_Work request_
Produce as output only the lines below starting at the line with "PR #1561, opened 2019-08-21" and continuing through the line with "looks good 🚀", each one exactly as written.

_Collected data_
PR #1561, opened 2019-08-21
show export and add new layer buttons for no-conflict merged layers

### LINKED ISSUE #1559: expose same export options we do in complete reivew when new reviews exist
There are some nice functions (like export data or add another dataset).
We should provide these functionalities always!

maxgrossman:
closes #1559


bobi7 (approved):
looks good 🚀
==
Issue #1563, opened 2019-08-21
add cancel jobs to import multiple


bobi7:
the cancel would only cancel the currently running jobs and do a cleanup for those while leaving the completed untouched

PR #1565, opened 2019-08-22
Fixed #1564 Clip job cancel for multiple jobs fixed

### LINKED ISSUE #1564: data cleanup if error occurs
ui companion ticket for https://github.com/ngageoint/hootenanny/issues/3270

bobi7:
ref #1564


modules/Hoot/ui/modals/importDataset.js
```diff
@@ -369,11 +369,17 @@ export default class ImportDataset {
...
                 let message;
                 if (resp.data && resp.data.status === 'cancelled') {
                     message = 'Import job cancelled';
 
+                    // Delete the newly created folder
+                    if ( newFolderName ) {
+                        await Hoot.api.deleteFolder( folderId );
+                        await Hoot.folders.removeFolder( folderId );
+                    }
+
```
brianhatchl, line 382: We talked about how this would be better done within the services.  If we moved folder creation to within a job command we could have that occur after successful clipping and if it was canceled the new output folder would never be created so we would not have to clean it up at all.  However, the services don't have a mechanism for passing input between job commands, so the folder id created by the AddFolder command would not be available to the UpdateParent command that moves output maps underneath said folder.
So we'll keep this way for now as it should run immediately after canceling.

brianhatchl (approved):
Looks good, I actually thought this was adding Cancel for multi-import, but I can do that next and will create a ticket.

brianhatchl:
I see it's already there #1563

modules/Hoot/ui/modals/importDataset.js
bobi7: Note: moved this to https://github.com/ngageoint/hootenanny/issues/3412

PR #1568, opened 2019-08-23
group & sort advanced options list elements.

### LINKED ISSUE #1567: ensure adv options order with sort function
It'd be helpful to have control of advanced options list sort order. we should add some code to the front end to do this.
...
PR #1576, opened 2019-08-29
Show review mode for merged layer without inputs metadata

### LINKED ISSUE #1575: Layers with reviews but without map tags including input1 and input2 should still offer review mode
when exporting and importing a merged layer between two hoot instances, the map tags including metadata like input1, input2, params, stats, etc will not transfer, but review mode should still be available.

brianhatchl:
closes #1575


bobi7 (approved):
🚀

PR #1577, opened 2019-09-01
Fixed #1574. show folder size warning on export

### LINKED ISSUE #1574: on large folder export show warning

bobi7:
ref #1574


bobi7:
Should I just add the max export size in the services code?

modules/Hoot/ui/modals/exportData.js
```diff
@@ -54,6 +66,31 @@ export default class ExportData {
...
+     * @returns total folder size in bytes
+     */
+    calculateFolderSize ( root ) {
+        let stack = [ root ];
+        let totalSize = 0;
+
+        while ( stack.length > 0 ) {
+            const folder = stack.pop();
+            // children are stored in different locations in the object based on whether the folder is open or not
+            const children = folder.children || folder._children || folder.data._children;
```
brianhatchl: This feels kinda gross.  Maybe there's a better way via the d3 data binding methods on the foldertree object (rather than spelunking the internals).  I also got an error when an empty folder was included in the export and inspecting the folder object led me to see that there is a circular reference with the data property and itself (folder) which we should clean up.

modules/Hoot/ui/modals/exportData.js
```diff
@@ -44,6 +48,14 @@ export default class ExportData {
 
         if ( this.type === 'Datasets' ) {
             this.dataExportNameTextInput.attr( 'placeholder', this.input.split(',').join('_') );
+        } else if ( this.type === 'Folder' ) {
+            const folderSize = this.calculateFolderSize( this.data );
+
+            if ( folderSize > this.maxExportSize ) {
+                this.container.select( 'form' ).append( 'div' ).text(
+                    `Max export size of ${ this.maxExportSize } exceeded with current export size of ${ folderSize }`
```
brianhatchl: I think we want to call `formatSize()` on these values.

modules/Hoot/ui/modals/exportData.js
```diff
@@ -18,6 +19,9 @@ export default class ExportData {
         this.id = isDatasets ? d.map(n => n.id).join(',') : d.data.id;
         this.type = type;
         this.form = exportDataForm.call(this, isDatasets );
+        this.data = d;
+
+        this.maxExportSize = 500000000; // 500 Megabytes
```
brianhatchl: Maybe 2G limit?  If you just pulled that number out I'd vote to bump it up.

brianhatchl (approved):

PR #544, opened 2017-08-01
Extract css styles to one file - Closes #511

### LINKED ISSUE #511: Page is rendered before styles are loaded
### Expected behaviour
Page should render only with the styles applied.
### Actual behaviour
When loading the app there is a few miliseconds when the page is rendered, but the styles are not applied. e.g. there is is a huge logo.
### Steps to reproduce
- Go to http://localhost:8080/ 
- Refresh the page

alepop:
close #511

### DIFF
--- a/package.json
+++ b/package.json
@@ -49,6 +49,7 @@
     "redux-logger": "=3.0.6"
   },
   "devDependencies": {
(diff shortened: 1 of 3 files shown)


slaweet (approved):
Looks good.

_Solution for this task_
PR #1561, opened 2019-08-21
show export and add new layer buttons for no-conflict merged layers

### LINKED ISSUE #1559: expose same export options we do in complete reivew when new reviews exist
There are some nice functions (like export data or add another dataset).
We should provide these functionalities always!

maxgrossman:
closes #1559


bobi7 (approved):
looks good 🚀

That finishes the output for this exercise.